[Data to examine Boundary: Start]

PR #6064, opened 2024-06-25
dev(rate-limits): up concurrent rate limit for similarity backfill

JoshFerge:
we are simply doing point queries, so should be able to do a bit more concurrently without issues.

### DIFF
--- a/snuba/datasets/configuration/events/storages/errors_ro.yaml
+++ b/snuba/datasets/configuration/events/storages/errors_ro.yaml
@@ -264,8 +264,8 @@ allocation_policies:
         is_active: 1
       cross_org_referrer_limits:
         getsentry.tasks.backfill_grouping_records:
-          max_threads: 2
-          concurrent_limit: 4
+          max_threads: 10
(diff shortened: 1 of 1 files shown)


snuba/datasets/configuration/events/storages/errors_ro.yaml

[Data to examine Boundary: End]

Print the material once more, keeping every word as it is.

Reply:
PR #6064, opened 2024-06-25
dev(rate-limits): up concurrent rate limit for similarity backfill

JoshFerge:
we are simply doing point queries, so should be able to do a bit more concurrently without issues.

### DIFF
--- a/snuba/datasets/configuration/events/storages/errors_ro.yaml
+++ b/snuba/datasets/configuration/events/storages/errors_ro.yaml
@@ -264,8 +264,8 @@ allocation_policies:
         is_active: 1
       cross_org_referrer_limits:
         getsentry.tasks.backfill_grouping_records:
-          max_threads: 2
-          concurrent_limit: 4
+          max_threads: 10
(diff shortened: 1 of 1 files shown)


snuba/datasets/configuration/events/storages/errors_ro.yaml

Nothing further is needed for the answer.